Cavalcanti Julio Cesar, Englert Marina, Oliveira Miguel, Constantini Ana Carolina
Universidade Estadual de Campinas (UNICAMP), Institute of Language Studies, Campinas - SP, Brazil.
Universidade Federal de São Paulo (UNIFESP), Department of Communication Disorders, São Paulo - SP, Brazil; Centro de Estudos da Voz (CEV), São Paulo - SP, Brazil.
J Voice. 2023 Mar;37(2):162-172. doi: 10.1016/j.jvoice.2020.12.005. Epub 2021 Jan 13.
This study aimed to analyze the effects of microphone and audio compression variables on voice and speech parameters acquisition.
Acoustic measures were recorded and compared using a high-quality reference microphone and three testing microphones. The tested microphones displayed differences in specifications and acoustic properties. Furthermore, the impact of the audio compression was assessed by resampling the original uncompressed audio files into the MPEG-1/2 Audio Layer 3 (mp3) format at three different compression rates (128 kbps, 64 kbps, 32 kbps). Eight speakers were recruited in each recording session and asked to produce four sustained vowels: two [a] segments and two [ɛ] segments. The audio was captured simultaneously by the reference and tested microphones. The recordings were synchronized and analyzed using the Praat software.
From a set of eight acoustic parameters assessed (f, F1, F2, jitter%, shimmer%, HNR, H1-H2, and CPP), three (f, F2, and jitter%) were suggested as resistant regarding the microphone and audio compression variables. In contrast, some parameters seemed to be significantly affected by both factors: HNR, H1-H2, and CPP; while shimmer% was found sensitive only concerning the latter factor. Moreover, higher compression rates appeared to yield more frequent acoustic distortions than lower rates.
Overall, the outcomes suggest that acoustic parameters are influenced by both the microphone selection and the audio compression usage, which may reflect the practical implications of these components on the acoustic analysis reliability.
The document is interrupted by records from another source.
PR #8960, opened 2022-04-27
Support receive Kubernetes process from the Rover

mrproliu:
### Fix create eBPF profiling task failure
If the start time of the Profiling task is later than the start time of the task to be created, the two-time intervals do not overlap. At present, an error will be prompted, in fact, it should be able to be created normally.

### Support receive Kubernetes process from the Rover

For now, I use YAML config to deploy the rover into the Kubernetes. I think after the Rover has a released version, it could be added to the helm.


docs/en/changes/changes.md
```diff
@@ -28,6 +28,8 @@
 * Fix the problem that some configurations (such as group.id) did not take effect due to the override order when using the kafkaConsumerConfig property to extend the configuration in Kafka Fetcher.
 * Remove build time from the OAP version.
 * Add data-generator module to run OAP in testing mode, generating mock data for testing.
+* Support receive Kubernetes processes from gRPC protocol.
+* Fix create eBPF Profiling task verify failure.
```
wu-sheng, line 32: I think this feature doesn't exist in 9.0, then we don't need this in the change log.

mrproliu: Deleted.

oap-server/server-core/src/main/java/org/apache/skywalking/oap/server/core/profiling/ebpf/EBPFProfilingMutationService.java
```diff
@@ -150,9 +151,13 @@ private String checkCreateRequest(EBPFProfilingTaskFixedTimeCreationRequest requ
...
         // query exist processes
         final List<EBPFProfilingTask> tasks = getProcessProfilingTaskDAO().queryTasks(
-                Arrays.asList(request.getServiceId()), request.getTargetType(), calculateStartTime(request), 0);
+                Arrays.asList(request.getServiceId()), request.getTargetType(), request.getStartTime(), 0);
         if (CollectionUtils.isNotEmpty(tasks)) {
-            return "already have profiling task at this time";
+            final EBPFProfilingTask mostRecentTask = tasks.stream()
+                    .min(Comparator.comparingLong(EBPFProfilingTask::getTaskStartTime)).get();
+            if (mostRecentTask.getTaskStartTime() < calculateStartTime(request)) {
+                return "already have profiling most recent task at this time";
```
wu-sheng, line 159: Is this checking existing tasks? Or something? `Task's time range overlaps with other tasks` seems a better response to show. And you should take care of grammar, upper case, and complete sentences.

mrproliu: Updated.

wu-sheng (approved):

kezhenxu94 (approved):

本研究旨在分析麦克风和音频压缩变量对语音和言语参数采集的影响。
使用高质量参考麦克风和三个测试麦克风记录并比较声学测量结果。测试的麦克风在规格和声学特性上存在差异。此外,通过将原始未压缩音频文件以三种不同压缩率(128 kbps、64 kbps、32 kbps)重新采样为MPEG-1/2音频层3(mp3)格式来评估音频压缩的影响。每次录音环节招募八名受试者,要求他们发出四个持续元音:两个[a]音段和两个[ɛ]音段。参考麦克风和测试麦克风同时采集音频。使用Praat软件对录音进行同步和分析。
在评估的一组八个声学参数(f、F1、F2、抖动百分比、闪烁百分比、谐噪比、H1-H2和CPP)中,有三个参数(f、F2和抖动百分比)在麦克风和音频压缩变量方面表现出抗性。相比之下,一些参数似乎受到这两个因素的显著影响:谐噪比、H1-H2和CPP;而闪烁百分比仅在后一个因素方面表现出敏感性。此外,较高的压缩率似乎比较低的压缩率产生更频繁的声学失真。
总体而言,结果表明声学参数受麦克风选择和音频压缩使用的影响,这可能反映了这些组件对声学分析可靠性的实际影响。